Records for the exercise:
PR #1151, opened 2017-09-29
fix dwigradcheck

dmordom:
fixed error in the mrconvert call generating data.mif (was not including gradient data)

### DIFF
--- a/bin/dwigradcheck
+++ b/bin/dwigradcheck
@@ -43,7 +43,7 @@ num_volumes = image_dimensions[3]
 app.makeTempDir()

Task to carry out: Starting with the line that contains "--- a/bin/dwigradcheck", return every line through the last one of the records, exactly as written.

Result:
--- a/bin/dwigradcheck
+++ b/bin/dwigradcheck
@@ -43,7 +43,7 @@ num_volumes = image_dimensions[3]
 app.makeTempDir()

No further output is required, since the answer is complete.